Realizing the full potential of crowd science hinges on proactively reaching science skeptics and deniers. Targeted communication campaigns—based on a thorough understanding of the psychographic and behavioral characteristics of this segment—could be the key to increasing awareness and interest from this segment. Moreover, designing crowd science initiatives in a way that appeals to the broadest audience possible, even to those who are not intrinsically interested in science, is important to promote subsequent engagement from this segment. For example, these initiatives could include a wider range of incentives (e.g., financial rewards and recognition) or gamification elements as initiatives like Foldit an EyeWire already do.
However, it is important to also consider the potential risks associated with involving deniers in crowd science initiatives. One risk is that deniers may attempt to disrupt an initiative, particularly when open and direct communication between crowd members is allowed. Some ways to mitigate this include establishing clear rules for participation and norms of civility to promote respectful communication, and moderating participation to ensure adherence to these rules and norms. Indeed, some well-organized mini-public initiatives have shown that it is possible to bring together citizens with differing political beliefs in a constructive manner (Dryzek et al., 2019). Another potential risk is that science deniers may also leverage crowdsourcing for their anti-science campaigns. While crowdsourcing platforms should draw a clear red line against such campaigns—not only for the public good but also for the protection of their own reputation—regulatory mechanisms that hold platforms accountable for the campaigns they host could motivate stronger due diligence. For example, EU Crowdfunding Regulation (Regulation (EU) 2020/1503 on European crowdfunding service providers for business) requires platforms to “undertake at least a minimum level of due diligence” in respect of project owners’ criminal records, which could be extended beyond criminal records to include disinformation and beyond crowdfunding to include other crowd-based platforms.

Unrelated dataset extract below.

PR #7065, opened 2023-03-28
Make edges in `HeterohilousGraphDataset` undirected

OlegPlatonov:
Hi! The graphs [here](https://github.com/yandex-research/heterophilous-graphs) are meant to be undirected. Since PyG treats all graphs as directed, I've added a call to transforms.ToUndirected to double the edges.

Who should take responsibility for the communication of crowd science? The two primary candidates are policymakers and research-focused organizations (e.g., research councils or associations) given their interest in increasing public trust in science. Such institutions might, for example, directly promote these initiatives and their outcomes to the broader public or provide research teams with grants dedicated to crowd science communication.
All in all, involving the public in crowd science initiatives, and proactively communicating this to the broader public, show great promise in tackling growing skepticism toward science. It is of course not the panacea; science skepticism is a complex problem that requires multiple initiatives in tandem including improved science education and open science practices (Pittinsky, 2015). Crowd science could complement these as a key mechanism to strengthen the connection between scientists, science, and the public.